Todd Roy couldn’t help but compare, thinking back to the Conestoga River Club’s first volunteer meeting when, he says, only three people came together to discuss the newly formed kayaking group.
Less than two years later, a similar meeting, held this month in the city of Lancaster, drew 10 times as many people.
“It’s just exponential growth,” said Roy, the club’s founder and president, speaking both of its membership and its mission. “I struggled to make sure we didn’t just become a kayak club.”
Now, the club’s 2022 plan could help Lancaster County meet state and federal waterway cleanup goals, with club members collecting trash and litter from waterways and providing volunteer labor for collection and analysis of water samples. This is in addition to recreational floats and other excursions, as well as the club’s goal of starting a stewardship program at river access points.
Roy said he hopes all of these activities will serve current users of the river — kayakers, anglers, boaters and others — while welcoming interested newcomers, including underserved communities.
“The river belongs to all of us,” he said. “It has no particular flavor.”
The goal, Roy said, is to ensure this remains true for generations, so in 2022 club members are aiming to hold at least seven official cleanups on the river, which flows more than 60 miles before join the Susquehanna River at Safe Harbor.
The first of these cleanups, he said, will take place over Earth Day weekend (April 22-24) at Windolph Landing Park in Lancaster Township, where last year volunteers collected two lorries of waste. This included over two dozen tires.
In another cleanup last summer, club members worked with tow truck operators to remove a commercial dumpster from the waterway.
Still, there’s still a lot to be done, Roy said, noting that clearing trash and larger trash from the waterway has become something of a passion project since he started paddling the river in the spring of 2019. .
“I started to pay more attention and said, ‘Man, this is terrible. We have to do something about it,” Roy said.
testing the waters
This interest in cleaning up the river extends beyond the removal of visible contaminants, with club members planning to create a volunteer corps of water testers. On a monthly basis, trained volunteers collected samples – from Conestoga and other county waterways – and reported the results to the Lancaster County Conservation District.
“The data is being used to collect baseline water quality data from our streams where we currently don’t have much or none,” said Matthew Kofroth, district watershed specialist.
In addition to a number of chemical factors, testers record characteristics such as flow rate and temperature, Kofroth said, explaining that the results can be used to inform subsequent testing by other organizations. Volunteers also learn to periodically collect macroinvertebrates – small creatures like mayflies – whose presence is an indicator of good water quality.
According to Kofroth, Conestoga River Club members would be part of an existing group of 50 to 60 volunteers already enrolled in the program, sampling about 30 different stream segments throughout the county.
At the club meeting earlier this month, dozens of people gathered in small groups to learn about conservation efforts. Among them was Emily Smedley, spokesperson for Lancaster Cleanwater Partners, a coalition of agencies and organizations working for clean and clear local waterways by 2040.

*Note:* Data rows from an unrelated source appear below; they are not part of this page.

PR #514, opened 2018-07-08
wallet: fix lost balance of unmined transaction for neutrino

vapopov:
Migrated from: https://github.com/lightningnetwork/lnd/pull/1501

If we use neutrino as a bitcoin backend - after opening channel we don't count credits for unmined transactions

```
~/g/s/g/l/lnd ❯ lncli connect 03193d512b010997885b232ecd6b300917e5288de8785d6d9f619a8952728c78e8@testnet-lnd.htlc.me 
{

}
~/g/s/g/l/lnd ❯ lncli walletbalance                                                                                                                                                 
{
    "total_balance": "163020941",
    "confirmed_balance": "163020941",
    "unconfirmed_balance": "0"
}
~ ❯ lncli openchannel 03193d512b010997885b232ecd6b300917e5288de8785d6d9f619a8952728c78e8 250000
{
	"funding_txid": "fa602ff6cd70a00cf803f581de04b9bb411d0f1bbb2cb0b9ad9b574fdddcdd53"
}
~/g/s/g/l/lnd ❯ lncli walletbalance                                                                                                                                                 
{
    "total_balance": "0",
    "confirmed_balance": "0",
    "unconfirmed_balance": "0"
}
```

For the flow with `bitcoind` it should work in this way, as I understand: publish tx to backand-> bticoind adds it to mempool -> bitcoind triggers `chain.RelevantTx` notification to lnd, and then we add amount of this tx as unmined credits. With neutrino we have no such notificaiton event, thats why the balance appears only after block confirmation with this transaction.

With this fix, right after opening a channel we able to see unconfirmed balance
```
~ ❯ lncli walletbalance
{
    "total_balance": "154706191",
    "confirmed_balance": "93897730",
    "unconfirmed_balance": "60808461"
}
```

### DIFF
--- a/wallet/wallet.go
+++ b/wallet/wallet.go
@@ -3224,6 +3224,15 @@ func (w *Wallet) PublishTransaction(tx *wire.MsgTx) error {
 	_, err = server.SendRawTransaction(tx, false)
 	switch {
 	case err == nil:
+		switch w.chainClient.(type) {
+		// For neutrino we need to trigger adding relevant tx manually
+		// because for spv client - tx data isn't received from sync peer.
+		case *chain.NeutrinoClient:
+			return walletdb.Update(w.db, func(tx walletdb.ReadWriteTx) error {
+				return w.addRelevantTx(tx, txRec, nil)
+			})
+		}
+
 		return nil
 
 	// The following are errors returned from btcd's mempool.


wallet/wallet.go
```diff
@@ -3224,6 +3224,18 @@ func (w *Wallet) PublishTransaction(tx *wire.MsgTx) error {
 	_, err = server.SendRawTransaction(tx, false)
 	switch {
 	case err == nil:
+		switch w.chainClient.(type) {
+		// For neutrino we need to trigger adding relevant tx manually
+		// because for spv client - tx data isn't received from sync peer.
+		case *chain.NeutrinoClient:
+			rec, err := wtxmgr.NewTxRecordFromMsgTx(tx, time.Now())
```
wpaulino: Could just use the same `txRec` found above before `SendRawTransaction`.

vapopov: you are right, didn't notice it after move from another method, chnaged

wallet/wallet.go
```diff
@@ -3224,6 +3224,13 @@ func (w *Wallet) PublishTransaction(tx *wire.MsgTx) error {
 	_, err = server.SendRawTransaction(tx, false)
 	switch {
 	case err == nil:
+		switch w.chainClient.(type) {
+		// For neutrino we need to trigger adding relevant tx manually
+		// because for spv client - tx data isn't received from sync peer.
+		case *chain.NeutrinoClient:
+			return w.AddRelevantTx(txRec, nil)
```
Roasbeef: Why's a new method needed here? Why not just call the existing one as is, wrapped in a DB transaction?

Roasbeef: Looking at this method again, it seems to be the case that above, we should actually be calling `addRelevantTx` as well. This ensure that we'll always notify the clients, and also that addresses will be marked as used, and credits added.

wpaulino: I believe `addRelevantTx` is called once the `chain.RelevantTx` notification is received, which is sent once we filter it from the backend.

vapopov: @Roasbeef I've removed method

yep `addRelevantTx` is called when notification is received, for `btcd` - `onRecvTx` for `bitcoind` - `onRelevantTx`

The club’s efforts could help achieve that goal, she told the crowd.
More than kayaking
Lancaster County has more miles of degraded waterways than any other county in Pennsylvania, according to a draft report by officials with the state’s Department of Environmental Protection. Of the 1,432 miles of streams assessed in Lancaster County, 1,286 miles, or 89.4 percent, are considered impaired, according to the report.
The club’s attention to conservation is in addition to more than a dozen planned social events — kayaking, camping and even a likely multi-day festival — which have tentative dates scheduled for March through October, Roy said.
Those interested in following club activities should sign up for the nonprofit organization’s mailing list through the Conestoga River Club website, conestogariverclub.org, Roy said. Further information is available on the club’s Facebook page, Roy said.
The club has 42 paying members, he said on Tuesday. Roy said he hoped the club’s ambitious plan for 2022 would attract even more interest.
“For me, it was about kayaking, but listening to everyone, it’s about their individual connection,” he said.